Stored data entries
•••
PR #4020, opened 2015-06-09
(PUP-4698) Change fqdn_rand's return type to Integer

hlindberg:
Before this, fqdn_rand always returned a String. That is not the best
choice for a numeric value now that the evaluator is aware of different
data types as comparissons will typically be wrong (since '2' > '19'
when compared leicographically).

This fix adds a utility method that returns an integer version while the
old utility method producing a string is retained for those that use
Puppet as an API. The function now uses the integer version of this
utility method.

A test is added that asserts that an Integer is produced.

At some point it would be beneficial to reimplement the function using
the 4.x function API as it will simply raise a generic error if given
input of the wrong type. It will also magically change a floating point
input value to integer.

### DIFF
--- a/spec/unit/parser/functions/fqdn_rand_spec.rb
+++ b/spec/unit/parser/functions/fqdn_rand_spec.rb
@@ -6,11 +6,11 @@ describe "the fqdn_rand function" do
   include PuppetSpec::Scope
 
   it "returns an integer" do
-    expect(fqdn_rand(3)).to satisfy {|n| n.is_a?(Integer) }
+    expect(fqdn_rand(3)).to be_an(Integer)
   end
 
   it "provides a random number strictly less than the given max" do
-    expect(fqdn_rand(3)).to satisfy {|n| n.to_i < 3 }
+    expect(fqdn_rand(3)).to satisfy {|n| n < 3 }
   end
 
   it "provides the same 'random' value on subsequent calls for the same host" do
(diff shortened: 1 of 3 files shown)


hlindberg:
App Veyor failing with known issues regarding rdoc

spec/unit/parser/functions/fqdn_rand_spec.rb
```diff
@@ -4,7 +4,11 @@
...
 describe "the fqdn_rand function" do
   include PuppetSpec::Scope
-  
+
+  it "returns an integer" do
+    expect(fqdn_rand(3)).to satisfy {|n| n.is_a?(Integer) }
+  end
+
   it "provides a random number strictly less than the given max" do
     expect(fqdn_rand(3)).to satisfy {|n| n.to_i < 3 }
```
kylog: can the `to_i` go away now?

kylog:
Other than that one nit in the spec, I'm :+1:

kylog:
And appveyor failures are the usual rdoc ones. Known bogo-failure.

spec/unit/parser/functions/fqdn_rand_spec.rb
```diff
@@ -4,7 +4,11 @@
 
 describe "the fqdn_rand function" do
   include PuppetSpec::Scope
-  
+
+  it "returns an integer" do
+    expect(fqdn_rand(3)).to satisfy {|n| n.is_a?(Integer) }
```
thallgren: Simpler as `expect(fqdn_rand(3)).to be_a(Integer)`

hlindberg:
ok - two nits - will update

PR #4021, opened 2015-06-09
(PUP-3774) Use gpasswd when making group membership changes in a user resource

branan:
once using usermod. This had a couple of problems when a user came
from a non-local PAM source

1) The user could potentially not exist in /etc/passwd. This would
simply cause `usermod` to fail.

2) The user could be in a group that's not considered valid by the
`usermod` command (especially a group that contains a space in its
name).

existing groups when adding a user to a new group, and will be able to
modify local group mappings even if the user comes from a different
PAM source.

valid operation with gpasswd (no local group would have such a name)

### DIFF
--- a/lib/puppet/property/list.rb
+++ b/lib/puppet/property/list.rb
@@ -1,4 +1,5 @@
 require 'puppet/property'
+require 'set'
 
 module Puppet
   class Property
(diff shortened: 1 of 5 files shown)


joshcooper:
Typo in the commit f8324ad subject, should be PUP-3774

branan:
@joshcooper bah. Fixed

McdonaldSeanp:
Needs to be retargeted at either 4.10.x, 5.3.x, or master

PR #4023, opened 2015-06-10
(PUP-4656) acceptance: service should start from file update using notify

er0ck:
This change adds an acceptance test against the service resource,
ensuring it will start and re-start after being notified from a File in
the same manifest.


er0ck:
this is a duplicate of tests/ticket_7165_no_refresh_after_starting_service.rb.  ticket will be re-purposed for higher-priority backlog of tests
•••
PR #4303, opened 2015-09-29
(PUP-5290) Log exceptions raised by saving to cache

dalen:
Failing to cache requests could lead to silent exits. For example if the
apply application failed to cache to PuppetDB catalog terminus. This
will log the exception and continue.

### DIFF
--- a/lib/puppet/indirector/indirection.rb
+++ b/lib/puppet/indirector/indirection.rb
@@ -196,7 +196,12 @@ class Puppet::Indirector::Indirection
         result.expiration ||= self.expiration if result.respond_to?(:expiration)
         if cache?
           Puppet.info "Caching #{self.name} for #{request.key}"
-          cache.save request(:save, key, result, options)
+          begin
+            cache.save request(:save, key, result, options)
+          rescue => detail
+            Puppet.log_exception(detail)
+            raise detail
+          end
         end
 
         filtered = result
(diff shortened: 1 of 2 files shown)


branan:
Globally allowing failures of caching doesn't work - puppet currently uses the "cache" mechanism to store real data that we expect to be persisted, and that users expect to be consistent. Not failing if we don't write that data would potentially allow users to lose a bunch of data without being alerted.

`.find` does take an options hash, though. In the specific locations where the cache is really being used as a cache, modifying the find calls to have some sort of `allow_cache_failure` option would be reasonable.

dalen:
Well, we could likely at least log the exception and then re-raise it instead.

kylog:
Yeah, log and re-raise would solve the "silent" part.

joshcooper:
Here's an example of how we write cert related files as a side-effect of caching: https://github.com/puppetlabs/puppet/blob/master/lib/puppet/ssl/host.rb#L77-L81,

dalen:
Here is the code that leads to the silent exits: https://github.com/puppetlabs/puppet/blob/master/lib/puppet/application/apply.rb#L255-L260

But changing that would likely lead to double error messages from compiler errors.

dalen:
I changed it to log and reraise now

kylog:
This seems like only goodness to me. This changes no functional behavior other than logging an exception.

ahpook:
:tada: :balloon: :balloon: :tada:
•••
PROBLEM STATEMENT:
If a line above contains the string "shortened", count it, then give the total and nothing else.

EXERCISE RESULT:
3